# Mason-Dixon Breakfast



## jaybird0827 (Aug 17, 2006)

2 eggs any style with a side of grits
Substitute 2 slices Taylor Pork Roll for the bacon.


----------



## jaybird0827 (Aug 17, 2006)

Hey I'm not kidding. This is good. Taylor Pork Roll is a NJ special, but we can get it at Harris-Teeter.

Puritanhead, please don't skyline (hi, Rich) me for this.


----------



## Puritanhead (Aug 17, 2006)

Say what? I am not keen on that New Jersey lingo, though I did have some NJ friends from college.


----------



## Arch2k (Aug 17, 2006)

Never had Pork Roll, but I LOVE breakfast!


----------



## satz (Aug 17, 2006)

Ima staring at a bowl of plain oats right now.

You guys are making me hungry...

[Edited on 8-17-2006 by satz]


----------



## jaybird0827 (Aug 17, 2006)

Ryan,

"skyline" is not NJ slang but a bit of Marine jargon I picked up from our brother Rich - it's in this thread. One of these days I'll learn how to jump you to the specific message.

I am responsible for the title I gave the "recipe" and I hope no one is offended by it.

[Edited on 8-17-2006 by jaybird0827]


----------



## jaybird0827 (Aug 17, 2006)

> _Originally posted by Jeff_Bartel_
> Never had Pork Roll, but I LOVE breakfast!



 That's two of us. Pork Roll is definitely a NJ thing, but it can be gotten online or whereever us Jersey transplants are found in significant numbers.


----------



## ChristopherPaul (Aug 17, 2006)

NJ resident here - Never eaten pork roll though. 

A NJ breakfast is bagels - good fresh bagels, not the imitation stuff like Lenders and the like.


----------



## VirginiaHuguenot (Aug 17, 2006)

In Virginia this is what we like to eat for breakfast (courtesy of Southern Kitchen restaurant, New Market, VA), including Smithfield ham:







[Edited on 8-17-2006 by VirginiaHuguenot]


----------



## jaybird0827 (Aug 17, 2006)

> _Originally posted by ChristopherPaul_
> NJ resident here - Never eaten pork roll though.
> 
> A NJ breakfast is bagels - good fresh bagels, not the imitation stuff like Lenders and the like.

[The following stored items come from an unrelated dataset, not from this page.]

PR #911, opened 2025-02-05
Togglebox performance improvements

tomaskikutis:
Do not render children if togglebox was never opened.


MarkLark86 (commented):
This works in general, but not if the toggle box includes a file input, I have found these needs to be rendered still to contain the data uploaded.
Should we have a prop maybe that forces to render children when closed?

tomaskikutis:
What's the issue with a file input? Once children mount - they will remain mounted even if togglebox is later collapsed.

MarkLark86:
> What's the issue with a file input? Once children mount - they will remain mounted even if togglebox is later collapsed.

Whoops sorry, I missed that `wasOpened` state. All good then :+1:

PR #913, opened 2025-02-13
Fix authoring-react tests

dzonidoo:
SDESK-7430

### DIFF
--- a/app-typescript/components/Select.tsx
+++ b/app-typescript/components/Select.tsx
@@ -49,7 +49,7 @@ class Select extends React.Component<ISelect> {
                         className='sd-input__select'
                         id={this.htmlId}
                         value={this.props.value}
-                        aria-describedby={this.htmlId}
+                        aria-describedby={this.htmlId + 'label'}
                         tabIndex={this.props.tabindex}
                         onChange={this.handleChange}
                         disabled={this.props.disabled || this.props.readonly}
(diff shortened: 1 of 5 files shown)


app-typescript/components/Select.tsx
```diff
@@ -49,7 +49,7 @@ class Select extends React.Component<ISelect> {
                         className='sd-input__select'
                         id={this.htmlId}
                         value={this.props.value}
-                        aria-describedby={this.htmlId}
+                        aria-describedby={this.htmlId + 'label'}
```
tomaskikutis, line 52: what is this doing?

dzonidoo: @tomaskikutis if u agree with aria-describedby={this.htmlId + 'label'} u can approve this one?

tomaskikutis: Is there a purpose for `+ 'label'`?

dzonidoo: The reason why we leave it as + 'label' is to avoid having two elements with the same Id.

tomaskikutis: I'll add that, the reason 2 IDs are needed is because label wrapper component uses one to link labels with inputs using "for" attribute - and another using "aria-described-by". The component is build in such a way that it's not possible to apply only one of them. Significant refactoring would be needed to clean this up which we won't do at this moment.

tomaskikutis (approved):

PR #915, opened 2025-02-17
Remove nav fixed height

thecalcc:
STT-129

### DIFF
--- a/app/styles/layout/_editor.scss
+++ b/app/styles/layout/_editor.scss
@@ -10,7 +10,6 @@
 .sd-editor-grid__editor-subnav {
     grid-column: 1 / 6;
     grid-row: editorSubnav;
-    height: $nav-height;
 }
 
 .sd-editor-grid__sidebar-left {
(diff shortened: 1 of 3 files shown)


thecalcc:
Removing this so that space between navbar and fields in authoring looks better. Also in my opinion if we need some default we can do `min-height` or `padding`. Or handle that in the specific usage of this navbar

Before: 
image

After:
image

tomaskikutis:
You'll be verifying usages right? Should be authoring-react only? If not, we'd need to introduce this via a prop and only do conditionally.

thecalcc:
> You'll be verifying usages right? Should be authoring-react only? If not, we'd need to introduce this via a prop and only do conditionally.

I've verified them - it's only used in authoring react, could you approve it so I can merge it to my other pr on client core

tomaskikutis (approved):

tomaskikutis:
> it's only used in authoring react,

double check if it look ok too when creating articles using authoring-react

thecalcc:
> > it's only used in authoring react,
> 
> double check if it look ok too when creating articles using authoring-react

Yep, I did check it 
image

Don't forget the "hard rolls" buddy. Also, NJ natives tend to call pork roll "Taylor ham". If you go "down the shore" you'll find it on the boardwalk, served on a hamburger bun. Mustard to taste. And there's nothing like smelling it frying when you're on the boardwalk! 

A W E S O M E stuff.


----------



## jaybird0827 (Aug 17, 2006)

> _Originally posted by VirginiaHuguenot_
> In Virginia this is what we like to eat for breakfast (courtesty of Southern Kitchen restaurant, New Market, VA), including Smithfield ham:



You got me hungry for a 2nd breakfast.


----------



## Swampguy (Aug 17, 2006)

Curse your breakfast... I am on a stict cardiac diet and today all I can eat is bananas.


----------



## jaybird0827 (Aug 17, 2006)

> _Originally posted by Swampguy_
> Curse your breakfast... I am on a stict cardiac diet and today all I can eat is bananas.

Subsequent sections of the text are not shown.